# '64 Impala



## vipgraphx (Mar 12, 2012)

I believe this is a '64 Impala..they went a old school lowrider with this project.




imapala1cropped by VIPGraphX, on Flickr


----------



## that1guy (Mar 12, 2012)

very nice


----------



## vipgraphx (Mar 12, 2012)

Thanks!


----------



## robbyrob (Mar 12, 2012)

wow this is pimp and I havent seen a 64 in a while.. good job.. by the way on your flickr the porch911 pic is insane!! the moon in the back gives it a nice touch..


----------



## vipgraphx (Mar 12, 2012)

robbyrob said:


> wow this is pimp and I havent seen a 64 in a while.. good job.. by the way on your flickr the porch911 pic is insane!! the moon in the back gives it a nice touch..



thanks!


----------



## Trever1t (Mar 12, 2012)

Looks nice and stock except for the wheels, thank god.

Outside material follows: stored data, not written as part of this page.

PR #7859, opened 2026-08-24
feat(api): agent-type CRUD on /api/templates, with a non-destructive PUT

### LINKED ISSUE #7731: Agent types editor: catalog-backed skill/tool pickers, workspace-agent guards, TUI parity
## Motivation

The agent-types editor (dashboard) is a text-based form: tools are a comma-separated string and skills cannot be edited at all (flagged in #6931 review). Workspace agents listed as types expose Edit/Delete that would write a shadowing template. The TUI templates screen only lists builtins — operator-created types are invisible and cannot be spawned from.

## Proposal

- Dashboard editor: catalog-backed MultiSelectCmdk pickers for skills (GET /api/skills) and tools (GET /api/tools), mirroring the agent editor; provider/model stay free-text with hints (spawn defaults).
- Workspace-agent source entries show "managed via Agents" instead of Edit/Delete.
- TUI templates screen lists operator-created types from templates/ and spawns them from their real TOML (tools/skills/model preserved).
- API already round-trips the flat shape (skills included) — no route change.

## Acceptance

tsc + locale parity green; TUI compiles; doc update in docs/architecture/agent-created-workflows.md.

### LINKED ISSUE #7740: bug: editing an agent type from the dashboard silently destroys every field the flat JSON does not carry
## What happens

`PUT /api/templates/{name}` rebuilds the whole TOML from a flat 7-key JSON body and overwrites the file with `std::fs::write`.
Anything an operator put in the agent type's `.toml` by hand — `[compaction]`, `max_history_messages`, `[[triggers]]`, `[resources]`, `[autonomous]`, `mcp_servers`, `tool_allowlist`, … — is gone after the first save from the WebUI.
The endpoint returns `200`.

Evidence:

- `crates/librefang-api/src/routes/agent_templates.rs:517` rebuilds from the request JSON, `:524` writes the file.
- `crates/librefang-types/src/agent.rs:991` `agent_type_json_to_toml` reads exactly 7 keys (`name`, `description`, `system_prompt`, `provider`, `model`, `tools[]`, `skills[]`, plus `channels[]` and `routing{}`); everything else comes from `..Default::default()` at `:1055`, `:1059`, `:1061`.

That drops 49 manifest fields plus 9 `ModelConfig` fields on every save.

## Second, related defect: `channels` and `routing` do not survive the round-trip

`manifest_to_agent_type` (`crates/librefang-api/src/routes/agent_templates.rs:431-441`) emits only `name`, `description`, `system_prompt`, `provider`, `model`, `tools`, `skills` — it never emits `channels` or `routing`.
The dashboard does expect them: `crates/librefang-api/dashboard/src/api.ts:3724-3733` declares them on `interface AgentType` and `crates/librefang-api/dashboard/src/pages/AgentTypesPage.tsx:79-84` reads `type.channels ?? []` / `type.routing?.…`.

So the GET returns `undefined` for both, the form renders them empty, and saving posts `channels: []` / `routing: undefined` — which the converter then omits.
**Net effect: a channel allowlist or a model-tier routing block configured in the editor is erased the next time anyone opens and saves that agent type.**

The GET already exposes the full manifest under the `manifest` key (`agent_templates.rs:325-338`); the page just does not use it.

## Expected

Saving an agent type should preserve every field it does not explicitly edit.

## Suggested fix

- Make `manifest_to_agent_type` emit `channels` and `routing` so the editor round-trips what it already renders.
- Make `PUT /api/templates/{name}` non-destructive: read the existing TOML, merge field by field, or accept a full `manifest_toml` the way `PATCH /api/agents/{id}` already does (`crates/librefang-api/src/routes/agents/lifecycle.rs:1277-1296`).
- Regression test: write an agent type TOML carrying `[compaction]` and `max_history_messages`, `PUT` a flat body, assert both survive; and assert `channels`/`routing` round-trip through GET → PUT → GET.

houko:
Implements agent-type create / read / update / delete on `/api/templates`, plus the dashboard editor that drives it.

Closes #7740
Closes #7731
Refs #7722

## Credit, and why this PR exists

The analysis and the design are @DaBlitzStein's — #6931 for the CRUD work, #7740 for the destructive-`PUT` report, #7731 for the editor bullets. I have implemented their conclusions; the thinking is theirs.

#6931 is stacked roughly a hundred commits deep on unmerged parents, so its ~10,000-line diff is almost entirely borrowed code around a single commit of its own. That shape is what stalled it — reviewers cannot separate the contribution from the base. This PR is the same substance written directly on top of current `main`, where the diff is small enough to actually read.

I would recommend closing #6931 as superseded once this lands. That is a recommendation only — I have not commented on, labelled, closed or pushed to it.

## Premise check first

Grepped `origin/main` before writing anything:

- `crates/librefang-api/src/routes/agent_templates.rs` registers read handlers only — `list_profiles`, `get_profile`, `list_agent_templates`, `get_agent_template`, `get_agent_template_toml`.
- `agent_type_json_to_toml`, `manifest_to_agent_type`, `agent_types_dir` and `dashboard/src/pages/AgentTypesPage.tsx` exist nowhere in the tree.
- The catalog on `main` is *single*-source: it reads `workspaces/agents/` only, so the operator-authored store the write verbs need does not exist either.

So nothing here is a port of an existing implementation. The endpoints, the storage layout, the shared merge type and the dashboard page are all written from scratch against the defect analysis on the two issues.

## The central change: `PUT` is a patch, not a constructor

`AgentManifest` has 58 fields. The editor shape carries 7. Rebuilding the document from those 7 and writing it over the operator's file — the approach on #6931 — resets the other 51 to their defaults and answers `200`: `[[triggers]]`, `[compaction]`, `max_history_messages`, `mcp_servers`, `tool_allowlist`, `session_mode`, `[workspaces]`, `channels`, `[exec_policy]` and `fallback_models` all disappear the first time anyone opens the editor and saves.

`update_agent_type` therefore parses the stored manifest, applies the request body over it field by field, and writes the merged result. A key the client did not send leaves its field exactly as it was found.

## Substantive changes

**`crates/librefang-types/src/agent_type.rs`** (new) — the shared merge rules, in `librefang-types` rather than in the route, so the agent-facing `agent_type_create` tool of #7722 inherits them by using the same type instead of re-deriving them.

- `AgentTypeSpec` — the flat shape as a patch. Every field is `Option`, so absent and empty stay distinguishable: `Some("")` clears, `None` keeps. `unwrap_or("You are a helpful AI agent.")` cannot express that difference, which is how a deliberately blank system prompt became canned text on disk.
- `#[serde(deny_unknown_fields)]` — under patch semantics a typo'd key would otherwise deserialize to "field absent", read as "keep the old value", drop the edit, and still answer `200`.
- `AgentTypeSpec::apply_to` — the merge. `agent_type_spec_of` — its exact inverse, for the `GET` side; the two sit adjacent deliberately, because a field one can write that the other does not emit is precisely what loses data across a `GET` → edit → `PUT` cycle.
- `AgentTypeSpec::into_new_manifest` — the create path, and the only manifest-construction path in the change. **It writes an exhaustive struct literal with no `..Default::default()` rest pattern.** That is the structural guard, not a style preference: `AgentManifest` gains fields regularly, and a rest pattern keeps compiling while silently deciding, on behalf of whoever added field 59, what a newly-created agent type does with it. Spelling all 58 out converts that into a compile error at the one place where the decision has to be made, and the doc comment tells the next person to add the field with a reason rather than reach for the rest pattern. `ModelConfig` and `ManifestCapabilities` are exhaustive for the same reason.

**`crates/librefang-api/src/routes/agent_templates.rs`** — the endpoints.

- `POST /api/templates` (201), `PUT /api/templates/{name}` (200), `DELETE /api/templates/{name}` (200), merged into the existing domain router. Storage is `~/.librefang/agent-types/{name}.toml`, one flat file per type so a create or an edit is exactly one atomic rename with nothing to leave half-built.
- **Atomic writes.** `persist_agent_type` renders and lands the document through the existing `crate::atomic_write` (temp file, `sync_all`, `rename`). `std::fs::write` truncates in place, so a failure partway through would leave a truncated `agent.toml` where a valid one used to be — the worst failure mode for a file the daemon parses at spawn. A manifest that cannot be re-rendered as TOML is refused with a 500 and nothing is written.
- **Create is race-free.** `Path::exists()` followed by a write is check-then-act: two concurrent creates of one name both see "absent" and the second silently replaces the first, defeating the 409. `create_agent_type_file` claims the path with `File::create_new` — atomic create-if-absent at the OS level — and removes the claim if the fill fails. This was flagged on #6931 and deferred there; it is in the code I was already writing, so it is fixed here.
- **Dual-source guard.** `GET` reads two sources — the `agent-types/` store and live agent workspaces — while the write verbs only reach the first. Every row now carries `source` and `editable`, and `PUT`/`DELETE` aimed at a workspace-sourced name answer `409 template_not_editable` rather than a bare `404` that would tell an operator nothing about why a row they can see refuses to save. `POST` refuses a name that already belongs to a live agent (`template_name_taken`) so the shadowing collision cannot be created deliberately; one arising afterwards resolves to the writable copy and is logged at `WARN`.
- Identity comes from the URL: `PUT` discards a `name` in the body, which would otherwise move the document out from under the path that addressed it.
- `GET /api/templates/{name}` gains `source`, `editable` and `spec` (the flat projection) **alongside** the pre-existing nested `manifest` and `manifest_toml`, which existing clients read. Nothing was flattened away, so `templates_get_known_template_returns_manifest` still passes — #6931 broke that test by reshaping the response.
- Nine new error strings across all nine `errors.ftl` locales. The four locales that were already missing `api-error-template-invalid-manifest` / `-read-failed` got those too, since I was in the files.

**Dashboard** — `src/pages/AgentTypesPage.tsx` plus `lib/queries/agentTypes.ts`, `lib/mutations/agentTypes.ts`, an `agentTypeKeys` factory in `keys.ts` with coverage in `keys.test.ts`, a route, a nav entry, an `agent-types` entry in `SPA_ROUTES` (`webchat.rs`), and 35 strings in all five locales.

- Skills and tools are **catalog-backed `MultiSelectCmdk` pickers** over `GET /api/skills` and `GET /api/tools`, unioned with what the type already references so an identifier the registry does not know still renders as a chip rather than vanishing from the form and, with it, from the saved document (#7731 bullet 1).
- `skills` round-trips. #6931's form had no `skills` member at all, so every save through it emptied the skill list.
- Workspace-sourced rows render **"Managed via Agents"** linking to `/agents` instead of Edit/Delete controls the API refuses (#7731 bullet 2).
- Provider and model are free text with an explicit `default` placeholder and a hint saying what `default` inherits — no canned substitution client-side either.
- A standing note in the editor says the save rewrites only the fields shown and preserves the rest, so the patch semantics are visible to the operator rather than implied.

**TUI parity.** `crates/librefang-cli/src/tui/event.rs` read only `workspaces/agents/` on the in-process backend. Left alone it would have silently omitted every type this PR lets you create, while the daemon backend showed them — a defect this change would have introduced. It now reads both sources with the same precedence as the API, and resolves a spawn through `local_agent_type_path`. This is the one place I crossed a crate boundary; it is around sixty mechanical lines, and leaving it would have shipped a surface disagreeing with itself.

**Docs.** `docs/architecture/agent-types.md` (new) covers storage, dual sourcing, the patch semantics and the exhaustive-literal mechanism. `docs/src/app/integrations/api/system/page.mdx` and its `zh` counterpart document the new verbs and the corrected response shapes. #7731's acceptance named `docs/architecture/agent-created-workflows.md`, which does not exist on `main`; the content landed at the path above.

## Auth

The new verbs inherit the existing blanket `role >= Admin` write gate and are deliberately **not** added to `is_owner_only_write`. That list Owner-gates surfaces expanding what can execute *beyond what an Admin already has*. An Admin can already `POST /api/agents` with an arbitrary manifest — any provider, any system prompt, any tool grant — so gating agent types at Owner while leaving direct spawn at Admin buys nothing and only makes the two inconsistent. Stated here rather than decided quietly, since the question was raised on #6931.

## Verification

- `cargo test -p librefang-api --test agent_types_routes_integration` — 10 `#[tokio::test]`s, all against the real production router from `server::build_router`, so a handler that exists but was never merged into `server.rs` fails here.
  - `update_preserves_every_field_the_dashboard_form_never_sends` — **the test #6931 lacked.** Seeds a manifest carrying `[[triggers]]`, `tool_allowlist`, `mcp_servers`, `max_history_messages`, `session_mode` and `[compaction]`, sends exactly the 7-key body the dashboard sends, then asserts all six survived on disk. It fails against a rebuild-from-body handler and passes against the merge.
  - `update_writes_blank_fields_through_instead_of_substituting_canned_text` and `create_writes_a_blank_system_prompt_through_unchanged` — one per canned-substitution case.
  - `skills_round_trip_through_the_editor_shape` — create, GET, replay the GET verbatim, PUT omitting `skills`, PUT with an explicit `[]`; asserting keep, keep, clear.
  - `a_workspace_agent_row_is_readable_but_refuses_the_write_verbs` — the dual-source guard, including that the live agent's manifest is untouched.
  - `create_refuses_a_name_that_belongs_to_a_live_agent`, `crud_lifecycle_through_the_production_router` (which also asserts a refused duplicate did not overwrite the original), `write_verbs_reject_names_that_would_escape_the_agent_types_directory`, `a_typo_in_a_save_body_is_rejected_rather_than_silently_ignored`, `update_pins_identity_to_the_url_rather_than_the_body`.
- `cargo test -p librefang-types agent_type` — 8 unit tests on the merge rules themselves.
- `cargo test -p librefang-api --test dead_route_audit_test --test openapi_path_coverage_test --test profiles_templates_routes_integration --test webchat_spa_fallback_test` — the drift guards, plus the 16 pre-existing template tests, all green.
- `cargo clippy -p librefang-api --lib --tests -- -D warnings`, `cargo clippy -p librefang-cli --bins -- -D warnings`, `cargo fmt --check` — clean.
- `pnpm run build` (the real Vite build, not just `tsc`) and `pnpm run test` — 125 files, 1210 tests, green.

Live daemon plus a real LLM was not exercised; nothing here touches an LLM call path.

## Not done here

`openapi.json` and the generated SDKs are not regenerated in this branch — `cargo xtask` is outside what I run locally. The three handlers are registered in `openapi.rs`, which is what `dead_route_audit_test` and `openapi_path_coverage_test` check, so the `openapi-drift` job's auto-codegen commit should close the gap on push. If it does not, that regeneration is the one follow-up.


crates/librefang-api/src/routes/agent_templates.rs
```diff
@@ -382,27 +565,271 @@ pub async fn get_agent_template_toml(
...
+            // parse is exactly the data loss this handler exists to prevent.
+            tracing::warn!("Invalid agent type manifest for '{name}': {e}");
+            return ApiErrorResponse::internal(invalid_manifest).into_json_tuple();
+        }
+    };
+
+    spec.apply_to(&mut manifest);
+    manifest.name = name.clone();
+
+    match persist_agent_type(&name, &manifest) {
```
houko, line 765: `update_agent_type`'s read-modify-write (read at line 730, `apply_to` at 762, `persist_agent_type` at 765) has no lock, ETag, or version check. Two concurrent `PUT`s to the same name both read the same stored manifest, apply different patches, and the second write silently wins — both requests get `200`, and one edit is lost with no signal to either caller.

This is the same class of problem `create_agent_type_file`'s `File::create_new` deliberately hardens against on the create path, but nothing analogous exists here. Given the PR's stated goal is "no silent data loss," is this an accepted trade-off for a low-traffic operator-admin surface, or worth a per-file mutex / optimistic version check? All the new integration tests are sequential, so this path isn't exercised either way.

---

crates/librefang-api/src/routes/agent_templates.rs
```diff
@@ -382,27 +565,271 @@ pub async fn get_agent_template_toml(
...
+    NameTaken,
+    Failed(String),
+}
+
+/// Write a new agent type, refusing to overwrite one that already exists.
+///
+/// `Path::exists()` followed by a write is check-then-act: two concurrent creates of the same name both observe "absent" and the second silently replaces the first, which is exactly the 409 this endpoint promises not to do.
+/// Claiming the path with `File::create_new` — an atomic create-if-absent at the OS level — lets exactly one of them through.
+/// The claim is then filled by the same atomic rename every other write here uses, and removed again if that fails, so a failed create leaves no empty file behind for the catalog to trip over.
+fn create_agent_type_file(name: &str, manifest: &AgentManifest) -> CreateOutcome {
```
houko, line 616: `create_agent_type_file` claims the name with `File::create_new` (a real, empty, 0-byte file on disk) and only then fills it via `atomic_write`. If the process is killed between the `create_new` success and the `atomic_write` call (or between that call and the cleanup `remove_file` on its error path), a zero-byte, unparsable `{name}.toml` is left behind permanently: future `POST` sees the name as taken (409), and `GET`/`PUT` fail on it with `invalid_manifest`/500, with no reconciliation path found in this diff.

Low-probability window, but is this an accepted trade-off of the create-if-absent approach, or worth a startup-time sweep for zero-byte/unparsable files under `agent-types/`?

---

crates/librefang-api/dashboard/src/lib/queries/keys.ts
houko, line 1: `agentTypeKeys.*` is a cache fully separate from the pre-existing `agentKeys.templates()`, even though both back `GET /api/templates` (the latter feeds the spawn-form template picker on `AgentsPage.tsx`). The create/update/delete mutations in `lib/mutations/agentTypes.ts` invalidate only `agentTypeKeys.*`, never `agentKeys.templates()`, so the spawn-form dropdown can show a stale template list right after an edit made from the new Agent Types page.

In practice `agentKeys.templates()`'s query has no explicit `staleTime` and the spawn form is a different route, so a remount likely refetches — the real-world staleness window may be negligible. Flagging so a human confirms this dual-cache-of-one-resource split is intentional rather than an oversight of the invalidation contract; if intentional, a one-line comment on `agentTypeKeys` noting the split would save the next reader the same question.

---

houko (commented):
Automated daily review pass. Pushed a small mechanical fix (reflowed a few hard-wrapped doc comments to one sentence per line per CLAUDE.md's prose-wrapping rule); everything else checked out clean against project conventions (deterministic ordering, atomic writes, exhaustive struct literals, auth wiring, path-traversal guards, locale parity, changelog fragment format, dashboard query/mutation conventions). Left three inline comments on real but judgment-call concerns — none of them are asserted as bugs, just worth the author's confirmation.

---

There's a few rolling around here, very sought after car in California


----------



## vipgraphx (Mar 12, 2012)

Trever1t said:


> Looks nice and stock except for the wheels, thank god. There's a few rolling around here, very sought after car in California



The paint actually has a metallic/pearl effect and it has some custom pinstriping. Not sure if they put airbags or hydraulics. The owner is an old dude but he is very into many styles of cars I think because
of his two sons. That shop has a southern california vibe.


----------